It’s also possible that increased property tax revenues would allow the county to provide more services–if the prices of existing services don’t go up and if the tax increase covers the cost of those additional services.

Property tax exemptions save you money

Clayton County offers several property tax exemptions for people who live in their own homes–but you have to apply for the exemption to get it. You can apply online now, but the exemption would only count as of April 1, 2022.

A property tax exemption is basically a discount on the 40% assessed value. Say you took the county’s $10,000 homestead exemption. Instead of being taxed on $40,000 (our example home’s fair market value), you would be taxed on $30,000. That’s 25 percent off, or $442.38 instead of $589.84–a savings of $147.46.

If you are a veteran, over 62, disabled, or the surviving spouse of a law enforcement officer or servicemember killed in the line of duty, you may be eligible for other specific exemptions. You can call the Tax Commissioner’s Office at (770) 477-3311 or e-mail for help choosing the exemption that works best in your situation.

If you disagree with the county tax assessor’s valuation of your property, you can file an appeal. Consider that a revaluation could mean higher property taxes if an appeal finds your home is worth more than what’s on the tax rolls. It also could mean that you’d pay less in taxes but could lose value on your home should you decide to sell it. Your best bet may be to get an independent appraisal before filing a tax appeal.

What’s my home’s current assessed value?

You can look up your home’s current fair market value and assessed (taxable) value on the county’s online tax rolls.

How much property tax am I paying now?

You can see your current property tax assessment using the county’s property tax bill calculator.

How much more tax would I have to pay?

But wait–there’s more.

The Clayton County Board of Education says it also wants an increase.

“The Clayton County Board of Education (CCBOE) announces today its tentative intention to maintain the current millage rate at 20 mills. This represents a 9.45 percent increase over the rollback millage rate. When the trend of prices on properties that have recently sold in the county indicate there has been an increase in the fair market value of any specific property, the Board of Tax Assessors is required by law to re-determine the value of such property and adjust the assessment. This is called a reassessment. When the total digest of taxable property is prepared, Georgia law requires that a rollback millage rate must be computed that will produce the same total revenue on the current year’s digest that last year’s millage rate would have produced had no assessment occurred. The budget adopted by the Clayton County Board of Education requires a millage rate higher than the rollback millage rate; therefore, before the Clayton County Board of Education finalize the budget and set a final millage rate, Georgia law requires three public hearings to be held to allow the public an opportunity to express their opinions on the increase.”

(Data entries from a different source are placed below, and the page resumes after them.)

PR #1963, opened 2023-02-06
Update copyright for the remaining repo

ThomsonTan:
This added copyright header for all files based on below 3 PRs.

https://github.com/open-telemetry/opentelemetry-cpp/pull/1960
https://github.com/open-telemetry/opentelemetry-cpp/pull/1961
https://github.com/open-telemetry/opentelemetry-cpp/pull/1962

## Changes

Please provide a brief description of the changes here.

For significant contributions please make sure you have completed the following items:

* [ ] `CHANGELOG.md` updated for non-trivial changes
* [ ] Unit tests have been added
* [ ] Changes in public API reviewed

PR #1965, opened 2023-02-07
Enforce copyright check in CI

marcalff:
Enforce copyright check in CI.

## Changes

Added:

* a Copyright check in CI,
* a `tools/check_copyright.sh` script,
* file `.copyright-ignored` to allow for copyright exceptions.

Checklist:

* [X] Changes in public API reviewed (no changes)

### DIFF
--- a/.copyright-ignore
+++ b/.copyright-ignore
@@ -1,18 +1,22 @@
 # Copyright 2023, The OpenTelemetry Authors
 # SPDX-License-Identifier: Apache-2.0
 
-## Ignore the following directories
+# Ignore the following directories
 
 ./.git/*
 ./.github/*
 ./third_party/*
 ./tools/vcpkg/*
+./tools/ports/*
 
 # Third party code
+
 ./api/include/opentelemetry/nostd/internal/absl/*
 ./exporters/jaeger/thrift-gen/*
+./exporters/etw/include/opentelemetry/exporters/etw/TraceLoggingDynamic.h
 
 # Doc
+
 ./docs/*
 
 ## Ignore the following files patterns
@@ -23,9 +27,13 @@
 *.log
 *.patch
 *.json
+*.nuspec
 
-## Ignore the following files
+# Ignore the following files
 
+./.bazelignore
+./.bazelversion
 ./LICENSE
 ./exporters/etw/include/opentelemetry/exporters/etw/LICENSE
+./docker/.gitignore
 
--- a/.copyright-ignore
+++ b/.copyright-ignore
@@ -1,0 +1,34 @@
+# Copyright 2023, The OpenTelemetry Authors
+# SPDX-License-Identifier: Apache-2.0
+
+## Ignore the following directories
+
+./.git/*
+
+./third_party/*
+
+./tools/vcpkg/*
+
+./api/include/opentelemetry/nostd/internal/absl/*
+
+./exporters/jaeger/thrift-gen/*
+
+## Ignore the following files patterns
+
+# Markdown (unsure how to add comments in markdown)
+
+*.md
+
+# Images
+
+*.png
+
+# Log files
+
+*.log
+
+## Ignore the following files
+
+./LICENSE
+./exporters/etw/include/opentelemetry/exporters/etw/LICENSE
+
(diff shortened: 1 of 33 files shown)


marcalff:
With the initial commit, the Copyright CI fails, as expected, because all files do not have a proper copyright.

This is an opportunity to check the logs in the failed CI.

After PR #1963 is merged, the list of issues should shrink, and list only remaining items.

marcalff:
Ready for review.

tools/check_copyright.sh
```diff
@@ -0,0 +1,99 @@
...
+#
+# For all files in /tmp/all_checked
+# - verify there is copyright
+# - verify there is a license
+# and append to /tmp/all_missing
+#
+# Valid copyright strings are:
+# - Copyright The OpenTelemetry Authors
+# - Copyright YEAR, The OpenTelemetry Authors
+# - Copyright YEAR, YEAR, The OpenTelemetry Authors
```
lalitb, line 55: Is the copyright string with YEAR special case for trace_id_ratio.cc, or there are other files too ?

lalitb (approved):
LGTM. nicely done, thanks.

tools/check_copyright.sh
marcalff: As usual with these cases, upfront warning : I am not a lawyer, nor do I represent one, etc.

Historically, the copyright in opentelemetry-cpp uses the first form, without year, for the most part.

In my experience however, I have always seen copyright applied with either:

* the year it is claimed (second form)
* the first year it is claimed, followed by the most recent year it is updated (third form).

For example, code created in 2020 will say "2020".

When later changed in 2021, it will say "2020, 2021".

When later changed in 2022, it will say "2020, 2022", and not use "2020, 2021, 2022".

Note that the Apache V2 license itself reads:

```
   APPENDIX: How to apply the Apache License to your work.

      To apply the Apache License to your work, attach the following
      boilerplate notice, with the fields enclosed by brackets "[]"
      replaced with your own identifying information. (Don't include
      the brackets!)  The text should be enclosed in the appropriate
      comment syntax for the file format. We also recommend that a
      file or class name and description of purpose be included on the
      same "printed page" as the copyright notice for easier
      identification within third-party archives.

   Copyright [yyyy] [name of copyright owner]
```

So, we are supposed to add a YEAR, for example:

`Copyright 2023, The OpenTelemetry Authors`

About file trace_id_ratio.cc, it contains copyright to OpenCensus as well as opentelemetry-cpp, so I wanted to preserve the dates for extra clarity.

My preference would be to use forms "YEAR" and "YEAR, YEAR" form everywhere, it is not specific to a file.

marcalff: Decision from today's SIG C++ meeting is to keep only `Copyright The OpenTelemetry Authors`.

Will adjust the patch accordingly.

.copyright-ignore
```diff
@@ -0,0 +1,45 @@
+# Copyright 2023, The OpenTelemetry Authors
```
ThomsonTan, line 1: Is year(2023) needed here?

.copyright-ignore
```diff
@@ -0,0 +1,45 @@
...
+# SPDX-License-Identifier: Apache-2.0
+
+# Ignore the following directories
+
+./.git/*
+./.github/*
+./third_party/*
```
ThomsonTan, line 8: nit: under third_party, there is BUILD file which is still for this repo and needs check. Could we specify some files are checked explicitly even matching the ignore pattern? But it is Ok to not have this.

ThomsonTan (approved):

tools/check_copyright.sh
marcalff: Fixed

.copyright-ignore
marcalff: Fixed by using this instead:

```
./third_party/benchmark/*
./third_party/boost/*
./third_party/googletest/*
./third_party/ms-gsl/*
./third_party/nlohmann-json/*
./third_party/opentelemetry-proto/*
./third_party/prometheus-cpp/*
```

.copyright-ignore
marcalff: Fixed.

Here’s how to figure out how much you would pay if both millage rate increases are approved:

  1. Check your home’s fair market value at the Clayton County Tax Assessor’s website. Say your house is valued at $100,000. The county only taxes you on the first 40%, which is called the assessed value. In this case, the assessed value would be $40,000.
  2. The proposed millage rate is 14.746 mils for every $1,000 of assessed value. If your house’s assessed value is $40,000, that’s 14.746 x 40, or 589.84. If your home had the same assessed value in 2020, it would have been 15.089 x 40, or 603.56.

You can see how Georgia government officials learn how to calculate property taxes, step by step, at the University of Georgia Carl Vinson Institute of Government.

Keep in mind that, if you live in one of the municipalities, those entities also levy taxes.